Each week, I have my agent randomly select 3 blog posts that I’ve written that are at least 18 months old. For each one, I ask it to create 3 different draft social media posts based on the content. Unlike the posts I make when I first publish the content, these ones aren’t designed to drive traffic to my website. Rather, they’re meant to elicit feedback, start conversations and (hopefully) gain a few new followers.
I specifically ask my agent to select 3 different posts so that I can choose one that feels relevant based on what’s going on in the world that week. And I ask it to create 3 distinct draft posts as inspiration, since (surprise surprise) I have zero intention of copy-pasting any of them. Instead, I choose the topic that feels the most timely to me and quickly write a social media post that’s influenced by the 3 drafts my agent created.
Once again, the entire process takes me less than 10 minutes each week (vs. several hours if I were to do it manually).
My Current Philosophy when Using AI
The examples above are just two of the tasks on my important-but-not-urgent list for which AI completely changed the ROI calculations. And I’ve got many more.
Of course, at this point you might be wondering why I bother doing any of the work myself. Why not let the agent post the comments and automate the entire process (plenty of other people have done just that)?
The answer can be found in the R ('Return’) in ROI.

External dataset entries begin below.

PR #76, opened 2020-06-03
Fix the rpm / deb build error on travis and linux

nilshoffmann:


tomas-pluskal:
Thanks Nils, you're right.

PR #77, opened 2020-06-06
Exportdialogfix

SteffenHeu:
Hey Tomas, 

I noticed the issue that the theme was not properly applied in the export dialog anymore. Especially the titles were not updated.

First, consider the direct output of the tasks. The deluge of AI-generated comments on social media have significantly decreased their effectiveness, in no small part due to how obvious it is when a comment was written by AI. Spending 10 minutes of my time each week authoring these posts has a dramatic impact on their effectiveness (moreover, it ensures that I avoid the negative implications of my social media accounts being identified as sources of AI slop).
Second, think about the indirect benefits of performing the task manually. In the case of cross-posting to Reddit, I gain insights from reading through the threads that my agent identifies before I post links to them. In other words, the return for me is not just measured in traffic to my website, it’s in additional learnings that I didn’t previously have.

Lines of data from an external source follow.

PR #78, opened 2020-06-07
Mass calibration module

lukasz-fiszer:
Mass calibration module


build.gradle
```diff
@@ -153,7 +154,7 @@ dependencies {
     implementation "org.json:json:20190722"
     implementation "com.panemu:tiwulfx:3.0" // For DetachableTabPane
     implementation "com.github.oshi:oshi-core:4.5.2" // because the version that is pulled by SIRIUS crashes
-
+    implementation "org.jfree:jcommon:1.0.24"
```
tomas-pluskal, line 157: Why do you need jcommon?

tomas-pluskal:
A few formal requirements:
- Add the license header to all new .java files.
- We use Google java code style, so please reformat your source codes accordingly. The repository has formatting definitions for Eclipse and IDEA so it's easy.
- The .png and .txt files that (I assume) you use for testing should not be included in the PR, it's better to keep them outside of the repository (otherwise, it just adds more mess to git history).

src/main/java/io/github/mzmine/modules/dataprocessing/masscalibration/MassCalibrationModule.java
```diff
@@ -0,0 +1,93 @@
...
+  @Override
+  @Nonnull
+  public ExitCode runModule(@Nonnull MZmineProject project, @Nonnull ParameterSet parameters,
+                            @Nonnull Collection<Task> tasks) {
+
+    String standardsListFilename = null;
+    StandardsListExtractor standardsListExtractor;
+    try {
+      standardsListFilename = parameters.getParameter(MassCalibrationParameters.standardsList).getValue().getName();
+      standardsListExtractor = StandardsListExtractor.createFromFilename(standardsListFilename);
```
tomas-pluskal, line 63: This should be moved into the MassCalibrationTask. The runModule() method is executed on the JavaFX thread, so it should not be performing any real data manipulations (freezes the GUI). Everything should be done in the task.

src/main/java/io/github/mzmine/modules/dataprocessing/masscalibration/errormodelling/BiasEstimator.java
```diff
@@ -0,0 +1,115 @@
...
+
+			index++;
+		}
+
+	}
+
+	protected static ArrayList<Double> getErrors(Sheet sheet)
+	{
+		System.out.println();
+		System.out.println(sheet.getSheetName());
```
tomas-pluskal, line 89: Use the logging system instead of System.out.println

src/main/java/io/github/mzmine/modules/dataprocessing/masscalibration/standardslist/StandardsList.java
```diff
@@ -0,0 +1,53 @@
...
+
+import java.util.ArrayList;
+import java.util.List;
+
+
+/**
+ * Class for maintaining a list of standard molecules
+ * expected to appear in the dataset
+ */
+public class StandardsList {
```
tomas-pluskal, line 31: Do you need a specific class for this? Isn't it better to use a simple `List<Standard>`?

src/main/java/io/github/mzmine/modules/dataprocessing/masscalibration/standardslist/StandardsListSpreadsheetExtractor.java
```diff
@@ -0,0 +1,139 @@
...
+   *
+   * @return new standards list object
+   * @throws IllegalArgumentException thrown when sheet index is out of range available
+   * @throws RuntimeException         thrown when required column names are missing
+   */
+  public StandardsList extractStandardsList() {
+    logger.info("Extracting standards list " + filename + " sheet index " + sheetIndex);
+
+    if (this.extractedData != null) {
+      logger.info("Using cached list");
```
tomas-pluskal, line 79: logger.info should be only for important messages

tomas-pluskal:
Please don't use Excel file parsing. We use CSV files for these things across MZmine, so use a CSV format also for the standards.

src/main/java/io/github/mzmine/modules/dataprocessing/masscalibration/MassCalibrationModule.java
lukasz-fiszer: Should not we check whether the file is valid before we open tasks? If it happens that the file is corrupted, the standards list will not load and that will cancel all tasks open for the module giving a lot of errors popping up in logs and console output. Checking the file once before starting the tasks seems like a nice place for it.
Also it does not perform any heavier data handling, just creates spreadsheet object. Standards list is loaded and cached on the first call to `extractStandardsList()` which happens within task run method.

src/main/java/io/github/mzmine/modules/dataprocessing/masscalibration/standardslist/StandardsList.java
lukasz-fiszer: We have just used a standard calibrants list of hundreds of items, but later on we might have biggest lists and dataset of higher resolution giving orders of magnitude more matching attempts between mass peaks and calibrants from the list. We might use a more specialized data structure for this, also standards list is pretty much an entity of its own, with its own search methods.
So I decided to have a StandardsList class encapsulating that. Other causes include self-documentation and it seems easier to toss the list around in the codebase.
Though I agree it is a pretty small class as of now, but it is likely gonna grow as we demand more and move on with the module.

src/main/java/io/github/mzmine/modules/dataprocessing/masscalibration/standardslist/StandardsListSpreadsheetExtractor.java
lukasz-fiszer: Changed to logger.fine, left logger.info just when printing the summary of the file. Also when it happens that some rows were skipped, eg: misformatted, I used logger.warning to print how many were skipped.

build.gradle
lukasz-fiszer: It is left from the experimental implementation, but it still seems to be required for DistributionPlot

lukasz-fiszer:
Thanks for the comments @tomas-pluskal 
As I mentioned the branch still needed a refactor and small changes, now it should be updated. The additional files were left from the experimental implementation and its own branch. I will clean up unnecessary files in later commit.
Speaking of file format, I was given xlsx file so went with that. I wanted to add csv either way so will add it later on.

src/main/java/io/github/mzmine/modules/dataprocessing/masscalibration/MassCalibrationModule.java
tomas-pluskal: You should think of the task as a self-sufficient unit of work. The task is submitted to the task controller, and in principle it may be executed after a long delay or it may be executed by a different computer on a computing cluster (we don't have that now but in the future). So all the input checks should be done within the task, as the situation between the runModule() method and the execution of the task can change dramatically - even filesystem location and availability can change. 

If you like, you can keep a simple *additional* check in the runModule() method, but that should be only minimal, e.g. using File.exists() and File.canRead() methods, no parsing. And the checks needs to be repeated in the task's run() method, anyway, for the above mentioned reasons.

Parsing the standards list does count as heavy data handling. Imagine the list has a million rows, and the file is loaded from a network filesystem that is connected via a VPN from a server on a different continent (happens to me all the time). It will freeze the GUI.

src/main/java/io/github/mzmine/modules/dataprocessing/masscalibration/standardslist/StandardsList.java
tomas-pluskal: Ok

src/main/java/io/github/mzmine/modules/dataprocessing/masscalibration/MassCalibrationModule.java
lukasz-fiszer: Alright, thank you for explaining the issue. The distributed processing argument makes a lot of sense.
But should we make sure that we load the list only once per module run, so that all tasks use the same list? Would all the tasks from the same module run be processed with access to the same storage?
On one hand it seems wasteful to load the same list multiple times, on the other hand it might be intentional that each task loads it within it own execution context. I assume, at least for now, we could make the list load only once and be cached for subsequent uses. This could be done for instance by synchronizing the `extractStandardsList()` method.

lukasz-fiszer:
I have cleaned up old unnecessary files and moved standards list initalization to module task class. Also added thread safe caching of extracted data from standards list and added csv extractor. 
Should be ready for a merge as a first version of the module.

src/main/java/io/github/mzmine/modules/dataprocessing/masscalibration/MassCalibrationParameters.java
```diff
@@ -0,0 +1,75 @@
...
+  public static final RawDataFilesParameter dataFiles = new RawDataFilesParameter();
+
+  public static final MassListParameter massList = new MassListParameter();
+
+  public static final FileNameParameter standardsList = new FileNameParameter("Standards list",
+          "File with a list of standard molecules expected to appear in the dataset",
+          FileSelectionType.OPEN);
+
+  public static final DoubleParameter tolerance = new DoubleParameter("Range tolerance",
+          "Range tolerance is the max distance allowed between errors to be included in the range.",
```
tomas-pluskal, line 44: This parameter needs a better description. What kind of discance? What are the units of this value? What does it mean "included in the range"?

src/main/java/io/github/mzmine/modules/dataprocessing/masscalibration/MassCalibrationParameters.java
```diff
@@ -0,0 +1,75 @@
...
+          NumberFormat.getNumberInstance(), 0.4, 0.0, Double.POSITIVE_INFINITY);
+
+  public static final DoubleParameter mzRatioTolerance = new DoubleParameter("mz ratio tolerance",
```
tomas-pluskal, line 47: We have a specific parameter type called MZToleranceParameter, so please use that instead of DoubleParameter

src/main/java/io/github/mzmine/modules/dataprocessing/masscalibration/MassCalibrationParameters.java
```diff
@@ -0,0 +1,75 @@
...
+          "Max difference between actual mz peaks and standard calibrants to consider a match",
+          NumberFormat.getNumberInstance(), 0.01, 0.0, Double.POSITIVE_INFINITY);
+
+  public static final DoubleParameter retentionTimeSecTolerance = new DoubleParameter("Retention time tolerance",
```
tomas-pluskal, line 51: Please use RTToleranceParameter

build.gradle
```diff
@@ -75,6 +76,7 @@ dependencies {
     implementation "org.jfree:jfreechart-fx:1.0.1"
     implementation "org.jfree:fxgraphics2d:1.8"
     implementation "org.jfree:jfreesvg:3.3"
+    implementation "org.jfree:jcommon:1.0.24"
```
tomas-pluskal, line 79: Why did you add jcommon?

tomas-pluskal:
Sorry for the late response. Please merge the current master, cause there is a conflict in build.gradle. Not sure why you added the jcommon library, I think it should not be needed, it's a relic, jfreechart doesn't use it anymore. The code overall looks good, but the module needs a help file (HTML, see help files of other modules) with a brief explanation how it works and exact meaning of all parameter values.

src/main/java/io/github/mzmine/modules/dataprocessing/masscalibration/MassCalibrationParameters.java
```diff
@@ -0,0 +1,84 @@
...
+  public static final DoubleParameter rangeSize = new DoubleParameter("Most populated error range size",
+          "The maximum length of the range that contains the most errors, in PPM m/z ratio.",
+          NumberFormat.getNumberInstance(), 2.0, 0.0, Double.POSITIVE_INFINITY);
+
+  public static final MZToleranceParameter mzRatioTolerance = new MZToleranceParameter("mz ratio tolerance",
+          "Max difference between actual mz peaks and standard calibrants to consider a match," +
+                  " max of m/z and ppm is used", 0.001, 5, true);
+
+  public static final RTToleranceParameter retentionTimeSecTolerance = new RTToleranceParameter("Retention time tolerance",
+          "Max retention time difference in seconds between mass peaks and standard calibrants to consider a match.");
```
tomas-pluskal, line 62: Don't mention seconds in the description, just say "Max retention time difference"

src/main/java/io/github/mzmine/parameters/parametertypes/tolerances/RTTolerance.java
```diff
@@ -20,31 +20,52 @@
...
+  }
 
-    final double absoluteTolerance = isAbsolute ? tolerance : rtValue * tolerance;
+
+  public Range<Double> getToleranceRange(final double rtValue) {
+    // rtValue is given in minutes
+    double absoluteTolerance;
+    switch (unit) {
+      case SECONDS:
+        absoluteTolerance = tolerance / 60;
```
tomas-pluskal, line 59: This should be tolerance * 60, shouldn't it?

src/main/java/io/github/mzmine/modules/dataprocessing/masscalibration/MassCalibrationParameters.java
```diff
@@ -0,0 +1,84 @@
...
+  public static final MassListParameter massList = new MassListParameter();
+
+  public static final FileNameParameter standardsList = new FileNameParameter("Standards list",
+          "File with a list of standard calibrants (ionic formula and retention time)" +
+                  " expected to appear in the dataset", FileSelectionType.OPEN);
+
+  public static final BooleanParameter filterDuplicates = new BooleanParameter("Filter out duplicate errors",
+          "If checked, the distribution of errors will be filtered to remove duplicates");
+
+  public static final DoubleParameter tolerance = new DoubleParameter("Range tolerance",
```
tomas-pluskal, line 48: This parameter still needs a better description. "Range tolerance" doesn't really give any intuitive idea to a mass spectrometrist what range is it talking about. Can you explain more clearly?

src/main/java/io/github/mzmine/modules/dataprocessing/masscalibration/MassCalibrationParameters.java
```diff
@@ -0,0 +1,84 @@
...
+          "Range tolerance is the max distance allowed between errors to be included in the same range," +
+                  " in PPM m/z ratio.",
+          NumberFormat.getNumberInstance(), 0.4, 0.0, Double.POSITIVE_INFINITY);
+
+  public static final DoubleParameter rangeSize = new DoubleParameter("Most populated error range size",
```
tomas-pluskal, line 53: The same comment here - try to expand the description. Also, "in PPM m/z ratio" is a bit confusing. Is the value relative (in PPM) or absolute (in m/z)?

src/main/java/io/github/mzmine/modules/dataprocessing/masscalibration/errormodeling/BiasEstimator.java
```diff
@@ -0,0 +1,46 @@
...
+
+/**
+ * Class containing methods estimating distribution bias
+ * <p>
+ * used with distributions of measurement errors to estimate systematic error of the measurements
+ * <p>
+ * for instance: after extracting a certain substantial subset of all mass measurement PPM errors,
+ * the measured mass spectrum bias can be estimated by taking the arithmetic mean of considered errors
+ */
+public class BiasEstimator {
```
tomas-pluskal, line 32: The Apache Math library already has functions for these basic math calculations, so it is better to avoid reinventing the wheel: https://commons.apache.org/proper/commons-math/javadocs/api-3.4/org/apache/commons/math3/stat/StatUtils.html#mean(double[])

src/main/java/io/github/mzmine/modules/dataprocessing/masscalibration/standardslist/StandardsListSpreadsheetExtractor.java
```diff
@@ -0,0 +1,139 @@
...
+/**
+ * StandardsListExtractor for xls and xlsx spreadsheets
+ * uses sheet at specified index, first sheet available by default
+ * expects fixed case-insensitive column names
+ * 'retention time (min)' and 'ion formula'
+ * for storing needed data
+ */
+public class StandardsListSpreadsheetExtractor implements StandardsListExtractor {
+
+  protected static final String retentionTimeColumnName = "retention time (min)";
```
tomas-pluskal, line 38: Using the column names to extract the values is a bit too restrictive. E.g., somebody might call it "ret. time" instead of "retention time (min)" and your module won't work anymore. I think it is better to simply define the format as first column = RT and second column = ion formula, and ignore the headers.

tomas-pluskal:
I think the code looks pretty mature now. Please take a look at the comments I added and once you fix those issues we can merge this and focus on the preview components.

src/main/java/io/github/mzmine/modules/dataprocessing/masscalibration/errormodeling/BiasEstimator.java
tomas-pluskal: Also the Guava library: https://guava.dev/releases/snapshot/api/docs/com/google/common/math/Stats.html#meanOf-java.lang.Iterable-

src/main/java/io/github/mzmine/parameters/parametertypes/tolerances/RTTolerance.java
lukasz-fiszer: I would say it is correct. `absolute tolerance` should be in minutes, so if the tolerance parameter in constructor is given in seconds, then it should be divided by 60 to get minutes. As a sanity check, if tolerance of 60 seconds is given, it should be just a minute. This is used to build the range with `rtValue` given in minutes.

src/main/java/io/github/mzmine/modules/dataprocessing/masscalibration/errormodeling/BiasEstimator.java
lukasz-fiszer: This class was meant for keeping related code together. When we add error size vs m/z value regression and shift the mass peaks with different values, this class is likely going to get an update. Also, because we are estimating bias from a list of errors, when the list is empty we want a bias of 0 not an exception or `Double.NaN` as the other methods give.

src/main/java/io/github/mzmine/modules/dataprocessing/masscalibration/standardslist/StandardsListSpreadsheetExtractor.java
lukasz-fiszer: I have raised the issue of column naming (including the units of the columns) on slack before.
Column names are documented in help and in code docs. We could allow different units (min/sec) in parentheses and different naming (retention time/ret time/rt and so on) if needed, but for now fixed column names seemed enough.
I am not as convinced towards the variant where we fix columns by their position.
First, it is less portable, as other use cases for the standards library file could already dictate a certain column ordering. In both cases user needs to check the docs/help file to see the expected format, but it is easier to rename/duplicate a column then to maintain a certain order of columns.
Also with column names it would be easier to allow for m/z values to be given in another column (taking priority over ion formula if it was present). I have spoken with Albert recently and it seems like a valuable addition.
Also if we actually allow m/z values, then column names additionally defend against the case when RT and m/z columns would get swapped, which might not be trivial to detect and the module would likely casually run but with gibberish data.
I have updated the extractor classes to explicitly mention required columns names if an exception occurs when checking the file.
Please comment on what is your opinion on that, if you still want to use fixed column positions I can add it, but I feel more convinced towards the method we use currently.

src/main/java/io/github/mzmine/modules/dataprocessing/masscalibration/errormodeling/BiasEstimator.java
lukasz-fiszer: I have updated it a little

src/main/java/io/github/mzmine/modules/dataprocessing/masscalibration/standardslist/StandardsListSpreadsheetExtractor.java
tomas-pluskal: In other column MZmine modules we use defined column order, not column names. I would like to use the same approach here for consistency. In addition, relying on column names means you are relying on the user not making even a small difference when naming the columns, and that is just asking for problems. Please change it to defined column order, thanks.

src/main/java/io/github/mzmine/parameters/parametertypes/tolerances/RTTolerance.java
tomas-pluskal: You're right, sorry for that.

src/main/java/io/github/mzmine/modules/dataprocessing/masscalibration/MassCalibrationParameters.java
tomas-pluskal: Perhaps you can name this "Max m/z error range size (ppm)", that makes it more obvious what the parameter is for.

src/main/java/io/github/mzmine/modules/dataprocessing/masscalibration/MassCalibrationParameters.java
```diff
@@ -0,0 +1,90 @@
...
+                  " expected to appear in the dataset", FileSelectionType.OPEN);
+
+  public static final BooleanParameter filterDuplicates = new BooleanParameter("Filter out duplicate errors",
+          "If checked, the distribution of errors will be filtered to remove duplicates");
+
+  public static final DoubleParameter tolerance = new DoubleParameter("Error range tolerance",
+          "Error range tolerance is the max distance allowed between errors to be included in the same range." +
+                  " This is used when extending the most populated error range, if next closest error is within that" +
+                  " tolerance, the range is extended to contain it. The process is repeated until no new errors can" +
+                  " be included that range. The tolerance is the absolute difference in PPM errors of m/z ratio." +
```
tomas-pluskal, line 52: "The tolerance is the absolute difference in PPM errors of m/z ratio" - not sure I understand the meaning of this. PPM is a relative value, not absolute.

src/main/java/io/github/mzmine/modules/dataprocessing/masscalibration/standardslist/StandardsListSpreadsheetExtractor.java
lukasz-fiszer: When the column names would not match, an exception would get thrown and a very explicit error message with required column names would appear. But the consistency case changes the situation a little and adds to the fixed column position format. Updated as requested, retention time is taken from first column and ion formula string is taken from the second column.

src/main/java/io/github/mzmine/modules/dataprocessing/masscalibration/MassCalibrationParameters.java
lukasz-fiszer: Yes, PPM is relative value, but the tolerance (used for extending the error range) is just a difference/distance between two PPM errors. It is an absolute value/difference used with the collection of values that also happen to have a prior meaning that is relative.
For instance, if a range's upper endpoint is at 0.4 (PPM error of the m/z match), if then next biggest error that appears in the distribution is at 0.55 and the tolerance is 0.2, the bigger error is within that fixed tolerance over the relative PPM errors and as such it would get included in the range, that is the range would get extended to contain it, having a newly established upper endpoint at 0.55. The range extension process continues until the range cannot be extended with such tolerance, that is no errors are within the tolerance from the range.
The method contains some subtleties that are not trivial to be communicated in a sentence or two of a short description. The help file contains more details, but it is likely going to get a retouch when we finish with the module as details might still change. When the live preview is added to the module the range extraction method and the parameters are going to be more clear.

src/main/java/io/github/mzmine/modules/dataprocessing/masscalibration/MassCalibrationParameters.java
lukasz-fiszer: When using the tolerance to extend the range later on, that range size might get bigger than what would have been called max at this stage. This is still correct for that part, but for the whole run of the module it is not really max and it might get more confusing for the user.

src/main/java/io/github/mzmine/modules/dataprocessing/masscalibration/MassCalibrationParameters.java
lukasz-fiszer: I have changed the wording in the description a little to make it more clear.

src/main/java/io/github/mzmine/modules/dataprocessing/id_cliquems/cliquemsimplementation/ComputeCliqueModule.java
```diff
@@ -428,6 +428,7 @@ public AnClique getClique(boolean filter, MZTolerance mzdiff, RTTolerance rtdiff
    * @return AnClique object
    */
   public AnClique getClique() {
-    return getClique(true, new MZTolerance(0,5),new RTTolerance(false,0.0001), 0.0001, .000001);
+    return getClique(true, new MZTolerance(0,5),
```
tomas-pluskal, line 431: This change should not be included in the PR, because it will create a conflict for someone else who is working on the CliqueMS module.

lukasz-fiszer:
Updated

tomas-pluskal:
Please merge to current master to resolve the conflict in RawDataElementName_2_5.java

lukasz-fiszer:
Remerged

src/main/java/io/github/mzmine/modules/dataprocessing/masscalibration/standardslist/StandardsListCsvExtractor.java
```diff
@@ -0,0 +1,97 @@
...
+   * Extracts standards list caching underlying list data
+   *
+   * @return new standards list object
+   * @throws IOException thrown when issues extracting from the file occur
+   */
+  public StandardsList extractStandardsList() throws IOException {
+    logger.fine("Extracting standards list " + filename);
+
+    if (this.extractedData != null) {
+      logger.fine("Using cached list");
```
tomas-pluskal, line 70: Please remove the caching function. It can cause problems, because the file might not be static but can be updated by the user. You would have to track last modification time etc... It's better to avoid caching altogether, I think.

src/main/java/io/github/mzmine/modules/dataprocessing/masscalibration/MassCalibrationParameters.java
```diff
@@ -0,0 +1,221 @@
...
+import java.util.TreeMap;
+
+public class MassCalibrationParameters extends SimpleParameterSet {
+
+  public static final RawDataFilesParameter dataFiles = new RawDataFilesParameter();
+
+  public static final MassListParameter massList = new MassListParameter();
+
+  public enum MassPeakMatchingChoice {
+    STANDARDS_LIST("Standards list"), UNIVERSAL_CALIBRANTS("Universal calibrants");
```
tomas-pluskal, line 45: I think the selection of the calibration list could be moved to this enum - that way you can remove one additional combo box.
Options:
- Custom standards list
- Universal calibrants from Keller et al., Anal Chim Acta 2008, positive mode
- Universal calibrants from Keller et al., Anal Chim Acta 2008, negative mode
- Universal calibrants from Hawkes et al., Limnol Oceanogr Methods 2020, positive mode
- Universal calibrants from Hawkes et al., Limnol Oceanogr Methods 2020, negative mode
- Universal calibrants merged, positive mode
- Universal calibrants merged, negative mode

src/main/java/io/github/mzmine/modules/dataprocessing/masscalibration/standardslist/StandardsListCsvExtractor.java
lukasz-fiszer: This was needed for when caching was used in the extractor factory. Currently it is not used, as extraction happens only once per module run and each extractor instance is created separately. But when the boolean flag to use caching is set on in extractor factory, then it would share the same instance among task runs and then the caching might get used. 
So as we currently do not use that, the user might edit the file between module runs and the new contents would be used. But we can use caching later by just changing the boolean flag in the method call.

src/main/java/io/github/mzmine/modules/dataprocessing/masscalibration/MassCalibrationParameters.java
lukasz-fiszer: With current codebase it required much less changes to introduce multiple universal calibrants list choices with a separate combo and then use a fixed mapping from the choice to a string pointing to the java resource containing the list. Also, it is safer to use separate parameters for nested combo parameter, so it would then require duplication of the mz tolerance parameter. We could make it into a single combobox but that would require unncessarily more changes in module code.

tomas-pluskal:
I'm going to merge this now, to make reviewing of the deisotoping module easier. Further updates can be merged in separate PRs.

Oh…and there’s also the fact that the platforms themselves are actively working on identifying and blocking AI-generated comments:
Popping up a level, my current philosophy when it comes to leveraging AI for important-but-not-urgent tasks is to automate the time-consuming parts of the task that I don’t find value in (searching for relevant Reddit threads, brainstorming how to turn a long-form blog post into a short social media post), while selfishly keeping the parts of the tasks that I do find value in (reading relevant Reddit threads, taking the time to write the final form of a post in my voice).

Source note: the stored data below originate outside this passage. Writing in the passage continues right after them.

PR #80, opened 2020-06-18
reverted EStandardChartTheme back to java 11

SteffenHeu:
Hi Tomas,

as discussed i removed the java 14 patterns and added the null check that was causing problems in other projects.

Best
Steffen


tomas-pluskal:
Thanks Steffen! I'll update the build script accordingly.

PR #222, opened 2021-03-04
Keep features with < 3  datapoints

robinschmid:
- Keep features <3 data points
- efficient subset of IonTimeSeries (Feature data)

- Checks if subset is a real subset of spectra in case of error
- Checks the order in case of error


robinschmid:
Also added a minimum number of data points to the local minimum search

PR #223, opened 2021-03-04
Align by mobility

SteffenHeu:
- join aligner weights mobility for alignment if wanted
- center function test for mz calculation
- feature list summary shows values of optional parameters
- fixed bugs in ion mobility trace builder, added advanced parameters


SteffenHeu:
- removed tool tips from feature table
- added tooltips to parameter setup dialog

Garry Tan recently reflected on this in a post about near-term opportunities for agent frameworks — distinguishing between the high-value “CEO stuff” and the things that are “not fun, not interesting, but have to be done”:
In his most recent biannual technology report, Benedict Evans described AI as “giving you infinite interns.” I think that’s one of the best descriptions I’ve heard yet (and it maps very well to how I think about agents).
The reason why so many of my important-but-not-urgent tasks languished on my todo list for so long was never because they were too hard. It was because they were too time-consuming (and from an ROI perspective, I couldn’t justify the amount of time it would take for me to do them nor the cost to hire someone else to).
But now that I have infinite interns at my disposal, I can offload the parts of each task that are “not fun, not interesting, but have to be done.” What remains is the “CEO stuff” — and a much smaller denominator for calculating ROI.
So take a look at each task on your important-but-not-urgent list and think, “if I have access to infinite interns, is that enough to finally get it done?”